DJSP is one of the largest providers of processing services for the mortgage and real estate industries in Florida and one of the largest in the United States. The Company provides a wide range of non-legal processing services in connection with mortgages, mortgage defaults, title searches and abstracts, REO (bank-owned) properties, loan modifications, title insurance, loss mitigation, bankruptcy, related litigation and other services. The Company's clients include all of the top 10 and 17 of the top 20 mortgage servicers in the United States, many of which have been customers for more than 10 years.

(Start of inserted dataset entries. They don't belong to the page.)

PR #503, opened 2026-09-19
fix(manticore): abort on existing index; optimize before translations phase

Neophytis:
## Summary

- `createGeonamesIndex()` and `createForumIndex()` had `$index = null` commented out in the catch block. When the table already existed, CREATE TABLE failed silently and the command returned the live index and inserted duplicate rows on every re-run. Uncommented the reset so it properly returns `null` and aborts.
- `addAlternateNamesDocuments()` crashes with an empty `ResponseException` after ~23 disk chunks accumulate during the 5.66M-row base phase. Added `OPTIMIZE INDEX geonames_rt OPTION cutoff=0, sync=1` between the two phases to merge all chunks to one before translations start.

## Current state on prod/stage

Both servers have `geonames_rt` with only `_geo` locale entries — translations were never indexed. Prod has 3× duplicates from repeated failed re-runs. After this merges, both indexes need a clean drop + rebuild:

```bash
docker exec manticore mysql -h127.0.0.1 -P9306 -e "DROP TABLE IF EXISTS geonames_rt; DROP TABLE IF EXISTS forum_rt;"
docker exec bewelcome-php-1 php bin/console manticore:indices:geonames
docker exec bewelcome-php-1 php bin/console manticore:indices:forum
```

## Test plan

- [ ] Merge triggers CI stage deploy
- [ ] Drop and rebuild on stage; confirm `SELECT COUNT(*), locale FROM geonames_rt GROUP BY locale` shows `_geo` + language rows (~10.4M total)
- [ ] Search "München" — should return Munich as top German result
- [ ] Same rebuild on prod after stage validates

Tracked in: BeWelcome/sysadmins-infra#543


thisismeonmounteverest:
From what I see happening on prod the final chunk of geonames throws an exception and after around half of the alternate names another exception is thrown. It really doesn't matter which chunk size is used.

Instead of checking if the index exists just drop the index at the point with no looking back.

PR #52, opened 2017-05-25
(SERVER-1661) Bump JRuby to 1.7.27 and remove compat-version configurability

camlow325:
This PR bumps the jruby-deps dependency for 1.7 from 1.7.26-2 to
1.7.27-1.

This PR removes support for the compat-version setting from
jruby-utils.  The compat-version setting was introduced in jruby-utils
version 0.4.0 to allow for JRuby 1.7 to optionally run under Ruby
language version 2.0 instead of the default version, 1.9.  JRuby
1.7.27 effectively breaks the ability to use Ruby language version
2.0, however, due to a regression - see:
https://github.com/jruby/jruby/issues/4613 - and is unlikely to be
fixed in the future.  JRuby 9k also does not support compat-version
configurability.  Now that jruby-utils can be used with
JRuby 9k for Ruby language 2+ support, it is no longer valuable to be
able to set compat-version to 2 for use with JRuby 1.7. 

This PR also adds a helper method, jruby-version-info, for getting a
basic version info string from the underlying JRuby library.

### DIFF
--- a/src/clj/puppetlabs/services/jruby_pool_manager/impl/jruby_internal.clj
+++ b/src/clj/puppetlabs/services/jruby_pool_manager/impl/jruby_internal.clj
@@ -16,7 +16,7 @@
 ;;;;;;;;;;;;;;;;;;;;;;;;;;;;;;;;;;;;;;;;;;;;;;;;;;;;;;;;;;;;;;;;;;;;;;;;;;;;;;;
 ;;; Private
 
-(def default-jruby-compat-version
+(def default-jruby-1-7-compat-version
   "Default value for JRuby's 'CompatVersion' setting.  This value is only
   meaningful for JRuby 1.7.  For JRuby 9k, this will return `nil` because
   JRuby 9k effectively doesn't support configurable language compatibility
@@ -52,7 +52,7 @@
     (doto jruby
       (.setLoadPaths ruby-load-path)
       (.setCompileMode (get-compile-mode compile-mode)))
-    (when-let [compat-version default-jruby-compat-version]
+    (when-let [compat-version default-jruby-1-7-compat-version]
       (.setCompatVersion jruby compat-version))
     (initialize-scripting-container-fn jruby config)))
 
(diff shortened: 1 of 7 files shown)


camlow325:
This will fail Travis currently because the jruby-deps 1.7.26-1 release doesn't exist yet and so shouldn't be merged.  Putting it up for review only at this point.

camlow325:
jruby-deps 1.7.26-1 exists now and the PR is passing Travis so this should be good to review for merge now.

src/clj/puppetlabs/services/jruby_pool_manager/impl/jruby_internal.clj
```diff
@@ -16,6 +16,13 @@
 ;;;;;;;;;;;;;;;;;;;;;;;;;;;;;;;;;;;;;;;;;;;;;;;;;;;;;;;;;;;;;;;;;;;;;;;;;;;;;;;
 ;;; Private
 
+(def default-jruby-compat-version
```
rlinehan: Would it be better to call this `default-jruby-1.7-compat-version` or something to indicate its only used for 1.7?

test/integration/puppetlabs/services/jruby_pool_manager/jruby_internal_test.clj
```diff
@@ -28,35 +28,18 @@
...
-                    :compat-version 2.0}))
+                   {:compile-mode :jit}))
           instance (jruby-internal/create-pool-instance! pool 0 config #())
           container (:scripting-container instance)]
       (try
         (is (= RubyInstanceConfig$CompileMode/JIT
             (.getCompileMode container)))
-        (is (.is2_0 (.getCompatVersion container)))
+        (if jruby-schemas/using-jruby-9k?
+          (is (.is1_9 (.getCompatVersion container))))
```
rlinehan: This seems... odd? Why are we testing that the compat version is 1.9 when we're using 9k? Or am I misunderstanding this test?

camlow325: oh, duh.  I wanted the reverse of that here, you're right.  I'll fix that up, thanks.

src/clj/puppetlabs/services/jruby_pool_manager/impl/jruby_internal.clj
camlow325: Yeah, I think that makes sense.  I'll change it to that.

camlow325: Changed this in 9ca965e.

test/integration/puppetlabs/services/jruby_pool_manager/jruby_internal_test.clj
camlow325: Fixed this in 9d3412a.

The Company has approximately 1000 employees and is headquartered in Plantation, Florida, with additional operations in Louisville, Kentucky and San Juan, Puerto Rico. The Company's U.S. operations are supported by a scalable, low-cost back office operation in Manila, the Philippines that provides data entry and document preparation support for the U.S. operation.
The Company had revenues of approximately $117 million for the 6 months ended June 30, 2009 and an adjusted pro forma net income for that period of $22 million. (Please see Chardan's press release dated December 14, 2009 and the proxy statement relating to the extraordinary meeting (filed with the SEC on December 29, 2009) for additional information on the Company).
Forward Looking Statements
This press release contains forward-looking statements within the meaning of the Private Securities Litigation Reform Act of 1995, about DJSP. Forward looking statements are statements that are not historical facts. Such forward-looking statements, based upon the current beliefs and expectations of DJSP's management, are subject to risks and uncertainties, which could cause actual results to differ from the forward looking statements. The following factors, among others, could cause actual results to differ from those set forth in the forward-looking statements: business conditions, changing interpretations of generally accepted accounting principles; outcomes of government or other regulatory reviews, particularly those relating to the regulation of the practice of law; the impact of inquiries, investigations, litigation or other legal proceedings involving DJSP, which, because of the nature of the Company's business, have happened in the past; the impact and cost of continued compliance with government or state bar regulations or requirements; legislation or other changes in the regulatory environment, particularly those impacting the mortgage default industry; unexpected changes adversely affecting the businesses in which DJSP is engaged; fluctuations in customer demand; DJSP's ability to manage rapid growth; intensity of competition from other providers in the industry; general economic conditions, including improvements in the economic environment that slows or reverses the growth in the number of mortgage defaults, particularly in the State of Florida; the ability to efficiently expand its operations to other states or to provide services not currently provided by DJSP; the impact and cost of complying with applicable SEC rules and regulations, many of which DJSP will have to comply with for the first time; geopolitical events and changes, as well as other relevant risks detailed in DJSP's filings with the U.S. Securities and Exchange Commission, (the "SEC"), including its report on Form 20-F for the period ended December 31, 2008 and the Form 6-K filed with the SEC containing the proxy statement relating to the business combination which was mailed to shareholders of DJSP. The information set forth herein should be read in light of such risks. DJSP does not assume any obligation to update the information contained in this press release.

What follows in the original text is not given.